Below are some records. Say how many of their lines contain the string "const", and give nothing but the number.

>>>

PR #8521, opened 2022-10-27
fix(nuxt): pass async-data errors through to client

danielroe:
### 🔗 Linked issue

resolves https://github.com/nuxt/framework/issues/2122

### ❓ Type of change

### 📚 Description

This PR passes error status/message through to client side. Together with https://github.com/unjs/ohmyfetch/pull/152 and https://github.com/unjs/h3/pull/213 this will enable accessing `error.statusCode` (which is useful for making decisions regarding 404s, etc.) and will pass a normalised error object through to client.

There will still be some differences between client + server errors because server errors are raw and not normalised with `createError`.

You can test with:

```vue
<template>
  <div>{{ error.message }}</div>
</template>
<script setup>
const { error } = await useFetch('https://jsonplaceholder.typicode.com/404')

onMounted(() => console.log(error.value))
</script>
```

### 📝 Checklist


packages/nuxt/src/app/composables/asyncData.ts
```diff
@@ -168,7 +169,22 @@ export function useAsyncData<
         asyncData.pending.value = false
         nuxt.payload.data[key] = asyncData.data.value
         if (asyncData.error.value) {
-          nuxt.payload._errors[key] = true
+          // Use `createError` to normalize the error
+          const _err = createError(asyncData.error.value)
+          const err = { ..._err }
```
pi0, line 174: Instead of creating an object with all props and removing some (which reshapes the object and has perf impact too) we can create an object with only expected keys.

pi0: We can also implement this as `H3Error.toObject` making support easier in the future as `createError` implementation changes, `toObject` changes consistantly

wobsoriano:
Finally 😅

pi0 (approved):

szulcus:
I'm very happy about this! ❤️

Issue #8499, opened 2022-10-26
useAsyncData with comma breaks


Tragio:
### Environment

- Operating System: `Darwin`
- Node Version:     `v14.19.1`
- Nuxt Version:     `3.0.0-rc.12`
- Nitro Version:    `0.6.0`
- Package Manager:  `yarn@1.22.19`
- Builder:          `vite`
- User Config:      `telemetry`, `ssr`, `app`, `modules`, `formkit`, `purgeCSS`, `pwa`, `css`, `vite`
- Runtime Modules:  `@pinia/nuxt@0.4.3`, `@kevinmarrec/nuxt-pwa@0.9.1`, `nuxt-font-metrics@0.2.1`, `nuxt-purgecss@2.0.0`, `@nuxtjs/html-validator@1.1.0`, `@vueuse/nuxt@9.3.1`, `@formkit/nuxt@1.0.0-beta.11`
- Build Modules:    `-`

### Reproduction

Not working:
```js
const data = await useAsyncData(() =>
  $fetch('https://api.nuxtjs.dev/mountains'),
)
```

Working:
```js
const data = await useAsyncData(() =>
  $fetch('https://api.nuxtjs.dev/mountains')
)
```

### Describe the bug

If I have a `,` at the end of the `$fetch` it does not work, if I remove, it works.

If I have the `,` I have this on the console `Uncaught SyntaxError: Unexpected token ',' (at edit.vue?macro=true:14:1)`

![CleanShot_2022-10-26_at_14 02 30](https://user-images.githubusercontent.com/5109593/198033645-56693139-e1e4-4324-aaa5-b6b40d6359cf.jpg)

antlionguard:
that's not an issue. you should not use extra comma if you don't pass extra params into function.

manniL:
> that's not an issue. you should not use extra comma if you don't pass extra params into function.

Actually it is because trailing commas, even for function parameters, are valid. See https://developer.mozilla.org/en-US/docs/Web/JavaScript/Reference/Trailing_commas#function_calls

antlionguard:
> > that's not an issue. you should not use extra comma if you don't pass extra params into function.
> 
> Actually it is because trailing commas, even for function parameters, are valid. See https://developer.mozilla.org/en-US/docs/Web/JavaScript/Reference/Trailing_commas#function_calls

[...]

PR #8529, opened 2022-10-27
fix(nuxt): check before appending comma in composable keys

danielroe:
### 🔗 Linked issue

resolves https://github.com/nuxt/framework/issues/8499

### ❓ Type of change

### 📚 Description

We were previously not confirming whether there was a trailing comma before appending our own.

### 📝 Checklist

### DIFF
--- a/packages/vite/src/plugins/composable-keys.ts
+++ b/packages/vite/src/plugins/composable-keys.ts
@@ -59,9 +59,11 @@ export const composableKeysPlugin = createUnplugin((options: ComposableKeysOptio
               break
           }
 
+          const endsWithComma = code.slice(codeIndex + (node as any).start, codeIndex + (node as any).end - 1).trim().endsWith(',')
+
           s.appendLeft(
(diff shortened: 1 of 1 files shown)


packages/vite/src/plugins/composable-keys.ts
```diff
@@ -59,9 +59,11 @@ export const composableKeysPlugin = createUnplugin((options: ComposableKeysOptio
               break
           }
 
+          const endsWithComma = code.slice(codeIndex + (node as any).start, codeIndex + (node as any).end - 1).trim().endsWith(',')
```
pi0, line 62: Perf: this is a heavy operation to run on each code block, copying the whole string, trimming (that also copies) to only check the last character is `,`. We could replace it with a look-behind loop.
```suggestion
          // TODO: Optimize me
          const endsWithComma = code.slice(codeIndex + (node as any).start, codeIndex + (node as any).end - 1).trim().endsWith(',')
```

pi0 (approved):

<<<

ANSWER SPACE.
10